Anyone know how to get teeth marks off of a computer screen?


----------



## Pigs On The Wing BBQ (Sep 7, 2005)

Smoked Corned Beef (Wiviott)

To make a reasonable facsimile of pastrami first soak fresh corned beef in
water* for 36-48 hours to rid it of some of the salt. You then coarse grind,
in a 4/1 ratio, black pepper/coriander seed, add powdered garlic, onion
powder and ground ancho pepper, liberally coat corned beef with the mixture.

Smoke the corned beef as you would a brisket, though due to the corning
process it will only take about half or three quarters as long, and you will
be quite pleased with the results.
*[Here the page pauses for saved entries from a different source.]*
Issue #4754, opened 2024-04-13
[Biome] Linter not usable


Spixmaster:
From what I see, the language server is started but I personally need `biome lint`.

PR #4763, opened 2024-04-24
fix(biome): run all enabled biome fixers

redbmk:
- based on biome config, will format, lint, and/or sort imports
- adds variable to apply unsafe fixes, disabled by default

fixes: #4754

### DIFF
--- a/autoload/ale/fixers/biome.vim
+++ b/autoload/ale/fixers/biome.vim
@@ -1,10 +1,11 @@
 function! ale#fixers#biome#Fix(buffer) abort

I use full packer cut corned beef, point
and flat, with the fat cap still attached. If you use a small corned beef
flat without a fat cap make sure to smoke it under something fatty, like
pork shoulder or baste often.

Some wrap the smoked corned beef in foil while still hot and let it stew in
its own juices overnight, allowing it to reabsorb the juice and become
tender.  I find this step unnecessary using a full packer cut corned beef,
plus I prefer my pastrami sliceable.

I have been smoking corned beef for years and it is a favorite. The cracked
black pepper/coriander seed/rub/then smoke soaked corned beef recipe came
from Garry Howard and Dan Gill, who, I believe, adapted it from a recipe in
Rick Thead's Meat Smoking and Curing FAQ.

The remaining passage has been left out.